A. Stephen Morse was born in Mt. Vernon, New York. He received a BSEE degree from Cornell University, MS degree from the University of Arizona, and a Ph.D. degree from Purdue University. From 1967 to 1970 he was associated with the Office of Control Theory and Application {OCTA} at the NASA Electronics Research Center in Cambridge, Mass. Since 1970 he has been with Yale University where he is presently the Dudley Professor of Engineering. His main interest is in system theory and he has done research in network synthesis, optimal control, multivariable control, adaptive control, urban transportation, vision-based control, hybrid and nonlinear systems, sensor networks, and coordination and control of large grouping of mobile autonomous agents. He is a Fellow of the IEEE, an IFAC Fellow, a Distinguished Lecturer of the IEEE Control System Society, and a co-recipient of the Society's 1993 and 2005 George S. Axelby Outstanding Paper Awards.

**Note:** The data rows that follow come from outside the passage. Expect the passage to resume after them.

PR #566, opened 2022-10-25
tests(agent): Update integration tests for logging on by default

mfulb:


misiekn (approved):
👍

bduranleau-nr:
Did we leave any checks for logging off? I would think we'd also want coverage for that configuration

zsistla (approved):

PR #568, opened 2022-10-26
fix(agent): re-work user instrumentation lookup

ZNeumann:
This PR adds a new method of looking up user instrumentation for PHP 7.4+. Using `reserved` field of `zend_func`'s `op_array` is no longer reliable when opcache is enabled. This is mostly visible in php-fpm configurations where an agent from one php-fpm worker processes creates `wraprec` and sets `reserved` field of `zend_func`'s `op_array` and an agent from a different php-fpm worker processes tries to access the instrumentation. This could happen because PHP uses shared memory for opcache. Another manifestation of the problem caused by using `reserved` field of `zend_func`'s `op_array` is when opcache got corrupted. The new method no longer relies on the agent storing any information in `zend_func` that might got stored and/or corrupted in opcache. The agent is self-sufficient to store and lookup user functions instrumentation by filename/line number in conjunction with {scope::}(method|function) name. With this approach the agent is always able to find the instrumentation regardless if opcache is or is not enabled and if agent runs in php-fpm context.


misiekn (changes requested):
@ZNeumann This PR includes observer api and code level metrics changes that are not relevant to this fix. I've opened https://github.com/ZNeumann/newrelic-php-agent/pull/1 to clean this up.

misiekn:
Shouldn't [agent/fw_drupal8.c:57](https://github.com/ZNeumann/newrelic-php-agent/blob/wraprec_changes/agent/fw_drupal8.c#L57) be updated to use new method of getting wraprec?

ZNeumann:
> @ZNeumann This PR includes observer api and code level metrics changes that are not relevant to this fix. I've opened [ZNeumann#1](https://github.com/ZNeumann/newrelic-php-agent/pull/1) to clean this up. This PR should be focused on wraprec fix only.

Thanks for catching those! Git was overly happy to silently include code changes from other commits during some of the cherry-picks, and we also had to manually pull code from some OAPI commits.

agent/php_user_instrument.h
```diff
@@ -82,6 +106,31 @@ typedef struct _nruserfn_t {
...
+/*
+ * Purpose : Determine if a func matches a wraprec.
+ *
+ * Params  : 1. The wraprec to match to a zend function
+ *           2. The zend function to match to a wraprec
+ *
+ * Returns : True if the class/function of a wraprec match the class function
+ *           of a zend function.
+ */
+extern bool nr_php_wraprec_matches(nruserfn_t* p, zend_function* func);
```
zsistla, line 118: can you please make this static inline?
We aren't using it externally anymore, it can just exist in the .c file to hopefully add a little more speed.

misiekn: @ZNeumann I made suggestion not to export this function in https://github.com/ZNeumann/newrelic-php-agent/pull/1/commits/6eacc32388de762c301b35b1bab72d185afe07ba so keep it in mind if you plan to accept https://github.com/ZNeumann/newrelic-php-agent/pull/1 before applying `inline` keyword.

agent/php_user_instrument.c
```diff
@@ -88,10 +93,69 @@ int nr_zend_call_orig_execute_special(nruserfn_t* wraprec,
...
+   * an evaluated expression or called directly from the CLI there is no
+   * filename, but the function says the filename is "-". Avoid setting in this
+   * case; otherwise, all the evaluated/cli calls would match.
+   */
+  if ((NULL == wraprec->filename) && (NULL != filename)
+      && (0 != nr_strcmp("-", filename))) {
+    wraprec->filename = nr_strdup(filename);
+  }
+
+  wraprec->lineno = nr_php_zend_function_lineno(func);
```
zsistla, line 151: What is we move this as the first check?
If it is zero, I believe we can skip the filename lookup/strdups.

misiekn: You mean that if filename is '-' then lineno is 0? Is reverse true: if lineno is 0 will the filename be '-' or can it be something different, useful, meaningful?

agent/php_user_instrument.h
ZNeumann: Made inline in [93baea2](https://github.com/newrelic/newrelic-php-agent/pull/568/commits/93baea2610bc2b2f373a0a04a36a27f31313c62b)

agent/php_user_instrument.c
ZNeumann: This function is infrequently called and the strcomp is trivial because it is only 1 character.

misiekn (approved):
LGTM :+1:

mfulb:
Can we wrap the function definition for `nr_php_op_array_get_wraprec()` with PHP api number < 7.4 so this function is not present when compiling as a safeguard it is not being used by a compile time check?

zsistla (approved):

ZNeumann:
ok jenkins

misiekn:
> Can we wrap the function definition for nr_php_op_array_get_wraprec() with PHP api number < 7.4 so this function is not present when compiling as a safeguard it is not being used when it should be looking up by line number/filename by a compile time check?

This is a good idea. That's how I caught [this](https://github.com/newrelic/newrelic-php-agent/pull/568#issuecomment-1293420955).

ZNeumann:
> > Can we wrap the function definition for nr_php_op_array_get_wraprec() with PHP api number < 7.4 so this function is not present when compiling as a safeguard it is not being used when it should be looking up by line number/filename by a compile time check?
> 
> This is a good idea. That's how I caught [this](https://github.com/newrelic/newrelic-php-agent/pull/568#issuecomment-1293420955).

Thanks for reminding me! I tend to forget about the global comments that aren't tied to the code. Added in [0186b5f](https://github.com/newrelic/newrelic-php-agent/pull/568/commits/0186b5f93a4a5e5223620f44187157b6175c4ca4)

ZNeumann:
ok jenkins

PR #985, opened 2024-11-14
ci: add security scan with trivy

lavarou:
Security scan with trivy will be run on push to main and dev, pull request, and daily. trivy will skip scanning vendor subdirectory because the agent is not using code from that directory.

He has twice received the American Automatic Contr ol Council's Best Paper Award and is a co-recipient of the Automatica Theory/Methodology Prize . He is the 1999 recipient of the IEEE Technical Field Award for Control Systems. He is the 2013 recipient of the American Automatic Control Council’s Richard E. Bellman Control Heritage Award. He is a member of the National Academy of Engineering and the Connecticut Academy of Science and Engineering.